> _Collected data entries_
============
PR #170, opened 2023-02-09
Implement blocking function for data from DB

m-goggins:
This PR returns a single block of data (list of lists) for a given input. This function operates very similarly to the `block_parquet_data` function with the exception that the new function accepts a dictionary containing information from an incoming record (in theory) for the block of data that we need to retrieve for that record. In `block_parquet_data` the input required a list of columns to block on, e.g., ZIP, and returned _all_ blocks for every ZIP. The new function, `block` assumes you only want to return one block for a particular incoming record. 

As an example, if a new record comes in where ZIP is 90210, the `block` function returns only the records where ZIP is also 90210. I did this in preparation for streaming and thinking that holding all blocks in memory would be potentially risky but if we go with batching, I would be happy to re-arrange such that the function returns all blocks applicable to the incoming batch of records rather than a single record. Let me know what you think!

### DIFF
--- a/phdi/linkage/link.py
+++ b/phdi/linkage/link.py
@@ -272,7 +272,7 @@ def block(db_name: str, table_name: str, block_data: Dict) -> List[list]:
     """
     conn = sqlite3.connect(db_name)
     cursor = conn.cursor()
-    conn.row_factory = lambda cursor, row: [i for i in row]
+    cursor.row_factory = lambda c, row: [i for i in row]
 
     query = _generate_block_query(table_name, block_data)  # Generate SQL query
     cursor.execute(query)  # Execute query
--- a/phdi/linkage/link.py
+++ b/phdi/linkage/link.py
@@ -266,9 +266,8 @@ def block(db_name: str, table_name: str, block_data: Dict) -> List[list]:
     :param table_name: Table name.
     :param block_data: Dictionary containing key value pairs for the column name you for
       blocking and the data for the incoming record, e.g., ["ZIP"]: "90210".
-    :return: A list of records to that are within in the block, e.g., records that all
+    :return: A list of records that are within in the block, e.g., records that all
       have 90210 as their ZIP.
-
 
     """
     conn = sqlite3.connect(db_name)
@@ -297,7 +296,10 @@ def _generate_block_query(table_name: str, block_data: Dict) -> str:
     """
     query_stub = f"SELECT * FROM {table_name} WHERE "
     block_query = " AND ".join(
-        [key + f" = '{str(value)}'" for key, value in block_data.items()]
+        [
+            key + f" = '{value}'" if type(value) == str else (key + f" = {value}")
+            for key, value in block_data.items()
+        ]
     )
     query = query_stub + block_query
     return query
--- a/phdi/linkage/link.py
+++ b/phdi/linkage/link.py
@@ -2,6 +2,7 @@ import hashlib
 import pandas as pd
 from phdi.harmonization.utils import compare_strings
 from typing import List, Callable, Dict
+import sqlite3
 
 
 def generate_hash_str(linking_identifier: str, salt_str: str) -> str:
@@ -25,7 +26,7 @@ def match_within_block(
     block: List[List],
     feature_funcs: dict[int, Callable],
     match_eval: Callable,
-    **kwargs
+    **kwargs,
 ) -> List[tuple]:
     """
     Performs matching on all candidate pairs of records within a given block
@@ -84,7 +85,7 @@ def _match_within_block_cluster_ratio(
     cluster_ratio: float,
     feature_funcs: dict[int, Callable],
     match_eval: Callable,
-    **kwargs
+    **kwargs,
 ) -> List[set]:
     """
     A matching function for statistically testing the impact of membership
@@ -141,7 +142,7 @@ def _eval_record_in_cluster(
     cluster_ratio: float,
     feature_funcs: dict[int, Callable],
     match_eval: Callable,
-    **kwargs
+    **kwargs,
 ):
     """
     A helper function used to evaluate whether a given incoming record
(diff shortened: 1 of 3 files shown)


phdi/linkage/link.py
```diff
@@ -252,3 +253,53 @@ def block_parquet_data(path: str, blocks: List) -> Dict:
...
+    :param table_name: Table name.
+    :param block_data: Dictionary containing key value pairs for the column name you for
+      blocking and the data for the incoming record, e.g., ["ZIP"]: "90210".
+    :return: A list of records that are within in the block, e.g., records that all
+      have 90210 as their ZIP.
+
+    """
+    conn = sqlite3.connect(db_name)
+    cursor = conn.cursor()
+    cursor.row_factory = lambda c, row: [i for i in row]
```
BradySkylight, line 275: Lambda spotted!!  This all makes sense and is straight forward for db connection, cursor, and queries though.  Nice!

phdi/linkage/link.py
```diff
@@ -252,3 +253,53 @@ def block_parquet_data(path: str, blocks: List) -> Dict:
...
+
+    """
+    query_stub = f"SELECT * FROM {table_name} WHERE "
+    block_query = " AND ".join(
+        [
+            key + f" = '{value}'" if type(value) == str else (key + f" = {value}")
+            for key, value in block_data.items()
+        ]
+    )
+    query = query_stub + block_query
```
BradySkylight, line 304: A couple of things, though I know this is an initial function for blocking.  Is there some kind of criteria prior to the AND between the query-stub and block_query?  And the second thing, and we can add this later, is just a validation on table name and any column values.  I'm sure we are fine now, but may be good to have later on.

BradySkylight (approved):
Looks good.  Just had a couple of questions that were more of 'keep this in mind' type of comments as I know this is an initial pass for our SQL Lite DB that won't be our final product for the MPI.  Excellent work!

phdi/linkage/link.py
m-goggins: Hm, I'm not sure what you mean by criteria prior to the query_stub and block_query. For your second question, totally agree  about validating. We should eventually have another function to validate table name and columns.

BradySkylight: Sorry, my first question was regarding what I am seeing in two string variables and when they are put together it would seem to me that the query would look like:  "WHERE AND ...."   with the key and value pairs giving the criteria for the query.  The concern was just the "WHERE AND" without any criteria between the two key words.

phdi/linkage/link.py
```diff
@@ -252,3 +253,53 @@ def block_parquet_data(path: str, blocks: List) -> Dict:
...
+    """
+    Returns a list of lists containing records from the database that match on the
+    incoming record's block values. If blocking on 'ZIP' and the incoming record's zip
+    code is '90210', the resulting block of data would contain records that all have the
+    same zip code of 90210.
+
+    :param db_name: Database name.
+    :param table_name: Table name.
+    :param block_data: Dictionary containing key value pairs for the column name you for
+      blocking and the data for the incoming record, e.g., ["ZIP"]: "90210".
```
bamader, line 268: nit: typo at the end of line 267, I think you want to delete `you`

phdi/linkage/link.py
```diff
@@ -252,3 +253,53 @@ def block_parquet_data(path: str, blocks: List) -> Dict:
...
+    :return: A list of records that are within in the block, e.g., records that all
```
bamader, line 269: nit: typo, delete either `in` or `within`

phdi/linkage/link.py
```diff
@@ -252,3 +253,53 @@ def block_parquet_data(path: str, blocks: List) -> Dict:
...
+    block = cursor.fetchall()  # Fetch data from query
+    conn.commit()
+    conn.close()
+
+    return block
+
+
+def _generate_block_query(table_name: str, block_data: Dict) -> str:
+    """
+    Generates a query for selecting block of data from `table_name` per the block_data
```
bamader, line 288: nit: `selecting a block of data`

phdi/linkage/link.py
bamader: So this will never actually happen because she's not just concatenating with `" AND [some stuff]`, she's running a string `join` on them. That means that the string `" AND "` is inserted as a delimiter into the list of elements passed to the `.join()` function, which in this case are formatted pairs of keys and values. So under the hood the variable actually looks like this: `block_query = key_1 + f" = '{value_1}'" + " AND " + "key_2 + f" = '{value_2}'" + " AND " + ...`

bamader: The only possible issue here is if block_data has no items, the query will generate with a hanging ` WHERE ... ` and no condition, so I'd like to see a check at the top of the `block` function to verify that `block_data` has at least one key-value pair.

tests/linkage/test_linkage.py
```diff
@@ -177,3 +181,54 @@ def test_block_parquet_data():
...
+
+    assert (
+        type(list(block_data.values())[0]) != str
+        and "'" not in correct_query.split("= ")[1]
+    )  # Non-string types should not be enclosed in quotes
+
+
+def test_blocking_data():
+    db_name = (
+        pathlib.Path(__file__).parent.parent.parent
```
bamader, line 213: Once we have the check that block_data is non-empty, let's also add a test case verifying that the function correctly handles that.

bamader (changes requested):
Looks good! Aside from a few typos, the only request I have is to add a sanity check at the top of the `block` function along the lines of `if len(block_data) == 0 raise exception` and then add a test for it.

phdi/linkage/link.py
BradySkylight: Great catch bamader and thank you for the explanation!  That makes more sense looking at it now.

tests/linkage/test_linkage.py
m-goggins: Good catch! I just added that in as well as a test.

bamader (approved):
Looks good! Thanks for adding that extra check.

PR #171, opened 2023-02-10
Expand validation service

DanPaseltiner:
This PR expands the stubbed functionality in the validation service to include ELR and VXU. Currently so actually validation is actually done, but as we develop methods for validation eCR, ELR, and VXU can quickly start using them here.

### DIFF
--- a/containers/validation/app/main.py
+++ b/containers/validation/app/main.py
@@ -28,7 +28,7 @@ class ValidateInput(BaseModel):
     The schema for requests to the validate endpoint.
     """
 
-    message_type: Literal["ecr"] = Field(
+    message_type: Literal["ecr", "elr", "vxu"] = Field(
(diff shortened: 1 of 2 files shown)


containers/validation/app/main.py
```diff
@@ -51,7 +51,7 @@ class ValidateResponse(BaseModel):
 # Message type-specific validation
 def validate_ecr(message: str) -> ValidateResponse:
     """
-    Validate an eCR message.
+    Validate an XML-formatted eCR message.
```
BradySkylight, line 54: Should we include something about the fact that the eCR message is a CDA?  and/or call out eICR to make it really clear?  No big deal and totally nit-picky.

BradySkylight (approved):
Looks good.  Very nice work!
============
> _Work item_
Please report every line among the entries that includes "more".

> _Response below_
Looks good.  Just had a couple of questions that were more of 'keep this in mind' type of comments as I know this is an initial pass for our SQL Lite DB that won't be our final product for the MPI.  Excellent work!
BradySkylight: Great catch bamader and thank you for the explanation!  That makes more sense looking at it now.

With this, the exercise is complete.